- [WHAT THE TASK ASKS]
Please copy out all lines of the entries that contain the word "PathEscape".

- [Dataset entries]
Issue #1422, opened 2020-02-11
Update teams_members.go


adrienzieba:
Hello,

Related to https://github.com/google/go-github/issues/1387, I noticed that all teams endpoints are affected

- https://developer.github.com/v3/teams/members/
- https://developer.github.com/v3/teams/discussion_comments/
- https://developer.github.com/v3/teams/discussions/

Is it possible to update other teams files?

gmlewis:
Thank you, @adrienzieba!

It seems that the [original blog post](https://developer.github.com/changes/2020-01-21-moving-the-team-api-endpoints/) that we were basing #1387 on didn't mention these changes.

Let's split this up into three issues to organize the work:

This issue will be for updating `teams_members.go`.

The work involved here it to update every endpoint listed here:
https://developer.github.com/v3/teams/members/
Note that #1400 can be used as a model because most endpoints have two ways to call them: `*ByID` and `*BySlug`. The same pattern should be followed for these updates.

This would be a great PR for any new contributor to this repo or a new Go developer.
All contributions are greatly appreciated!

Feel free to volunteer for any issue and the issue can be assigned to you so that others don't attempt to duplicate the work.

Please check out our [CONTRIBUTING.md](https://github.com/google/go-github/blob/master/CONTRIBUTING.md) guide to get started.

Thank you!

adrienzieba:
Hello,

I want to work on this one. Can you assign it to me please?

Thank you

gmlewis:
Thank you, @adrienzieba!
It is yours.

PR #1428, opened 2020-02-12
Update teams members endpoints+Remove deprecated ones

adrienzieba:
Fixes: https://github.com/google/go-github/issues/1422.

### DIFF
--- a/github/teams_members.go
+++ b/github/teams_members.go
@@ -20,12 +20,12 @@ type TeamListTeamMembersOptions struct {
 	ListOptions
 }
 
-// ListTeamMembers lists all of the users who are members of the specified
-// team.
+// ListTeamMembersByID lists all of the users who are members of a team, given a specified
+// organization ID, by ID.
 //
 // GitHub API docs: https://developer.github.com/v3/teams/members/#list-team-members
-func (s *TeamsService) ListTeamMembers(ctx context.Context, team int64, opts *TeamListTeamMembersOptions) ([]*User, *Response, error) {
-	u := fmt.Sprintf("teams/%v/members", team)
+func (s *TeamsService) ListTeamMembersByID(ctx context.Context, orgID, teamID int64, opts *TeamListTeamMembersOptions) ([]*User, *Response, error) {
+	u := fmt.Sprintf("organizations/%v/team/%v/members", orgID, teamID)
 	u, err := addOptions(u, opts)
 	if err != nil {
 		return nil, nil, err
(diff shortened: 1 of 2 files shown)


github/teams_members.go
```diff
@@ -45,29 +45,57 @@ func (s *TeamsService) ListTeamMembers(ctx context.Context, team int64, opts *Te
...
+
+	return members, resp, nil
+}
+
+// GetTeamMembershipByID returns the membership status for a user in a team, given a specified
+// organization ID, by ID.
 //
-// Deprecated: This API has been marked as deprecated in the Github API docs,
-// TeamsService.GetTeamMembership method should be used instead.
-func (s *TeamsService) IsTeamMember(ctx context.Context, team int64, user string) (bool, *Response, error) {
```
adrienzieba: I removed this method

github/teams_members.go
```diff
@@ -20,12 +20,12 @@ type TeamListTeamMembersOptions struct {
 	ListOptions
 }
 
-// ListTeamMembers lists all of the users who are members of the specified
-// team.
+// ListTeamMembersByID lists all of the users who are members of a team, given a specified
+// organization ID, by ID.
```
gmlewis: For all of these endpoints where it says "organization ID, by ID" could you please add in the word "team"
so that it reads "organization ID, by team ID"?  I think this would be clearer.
---
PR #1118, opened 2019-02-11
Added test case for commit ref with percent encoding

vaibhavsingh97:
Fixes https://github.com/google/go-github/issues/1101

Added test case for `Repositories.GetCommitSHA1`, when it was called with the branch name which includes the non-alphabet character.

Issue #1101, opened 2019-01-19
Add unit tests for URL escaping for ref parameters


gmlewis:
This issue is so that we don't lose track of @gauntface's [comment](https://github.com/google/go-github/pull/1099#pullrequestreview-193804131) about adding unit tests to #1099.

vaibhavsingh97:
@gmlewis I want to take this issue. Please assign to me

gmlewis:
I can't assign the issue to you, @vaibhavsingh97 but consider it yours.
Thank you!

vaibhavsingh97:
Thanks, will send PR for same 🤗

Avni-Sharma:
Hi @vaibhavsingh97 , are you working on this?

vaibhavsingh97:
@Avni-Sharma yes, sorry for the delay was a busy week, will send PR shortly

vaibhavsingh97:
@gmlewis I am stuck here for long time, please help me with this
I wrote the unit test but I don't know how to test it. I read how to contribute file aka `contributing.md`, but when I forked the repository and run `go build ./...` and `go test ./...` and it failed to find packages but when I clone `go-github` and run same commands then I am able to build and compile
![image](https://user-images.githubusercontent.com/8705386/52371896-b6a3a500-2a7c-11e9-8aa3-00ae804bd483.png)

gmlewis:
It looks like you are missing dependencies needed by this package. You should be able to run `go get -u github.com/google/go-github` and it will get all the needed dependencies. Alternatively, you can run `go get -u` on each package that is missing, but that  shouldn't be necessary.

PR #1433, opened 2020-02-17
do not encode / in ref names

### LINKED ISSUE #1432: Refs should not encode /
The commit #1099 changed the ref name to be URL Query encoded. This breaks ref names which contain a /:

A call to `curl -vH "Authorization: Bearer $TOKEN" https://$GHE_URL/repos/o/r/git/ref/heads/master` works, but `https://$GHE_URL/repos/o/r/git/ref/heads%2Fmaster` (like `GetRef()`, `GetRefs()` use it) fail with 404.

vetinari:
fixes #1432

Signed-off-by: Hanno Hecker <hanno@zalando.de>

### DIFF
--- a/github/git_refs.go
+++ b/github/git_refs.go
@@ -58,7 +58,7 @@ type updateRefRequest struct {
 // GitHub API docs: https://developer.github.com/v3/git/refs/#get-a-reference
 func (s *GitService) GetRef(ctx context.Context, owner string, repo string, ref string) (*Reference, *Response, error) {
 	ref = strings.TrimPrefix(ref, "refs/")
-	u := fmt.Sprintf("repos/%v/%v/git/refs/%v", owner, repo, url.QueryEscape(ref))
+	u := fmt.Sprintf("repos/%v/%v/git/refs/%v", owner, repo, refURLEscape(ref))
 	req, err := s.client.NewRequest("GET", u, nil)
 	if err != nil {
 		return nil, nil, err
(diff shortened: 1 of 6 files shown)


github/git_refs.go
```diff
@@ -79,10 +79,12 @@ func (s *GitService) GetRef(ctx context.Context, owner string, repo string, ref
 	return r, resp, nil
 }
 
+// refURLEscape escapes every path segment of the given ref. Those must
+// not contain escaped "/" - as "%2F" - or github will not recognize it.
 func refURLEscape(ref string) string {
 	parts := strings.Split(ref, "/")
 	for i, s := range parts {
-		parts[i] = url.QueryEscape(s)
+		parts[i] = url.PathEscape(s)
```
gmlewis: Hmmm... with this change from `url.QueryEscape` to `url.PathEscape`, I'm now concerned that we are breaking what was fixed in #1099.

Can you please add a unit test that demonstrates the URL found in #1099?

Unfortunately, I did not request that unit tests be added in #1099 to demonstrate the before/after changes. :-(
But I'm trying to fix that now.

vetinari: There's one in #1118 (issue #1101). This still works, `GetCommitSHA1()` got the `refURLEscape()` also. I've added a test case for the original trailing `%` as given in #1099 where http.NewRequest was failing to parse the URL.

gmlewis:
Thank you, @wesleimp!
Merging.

- [RESPONSE]
+		parts[i] = url.PathEscape(s)
gmlewis: Hmmm... with this change from `url.QueryEscape` to `url.PathEscape`, I'm now concerned that we are breaking what was fixed in #1099.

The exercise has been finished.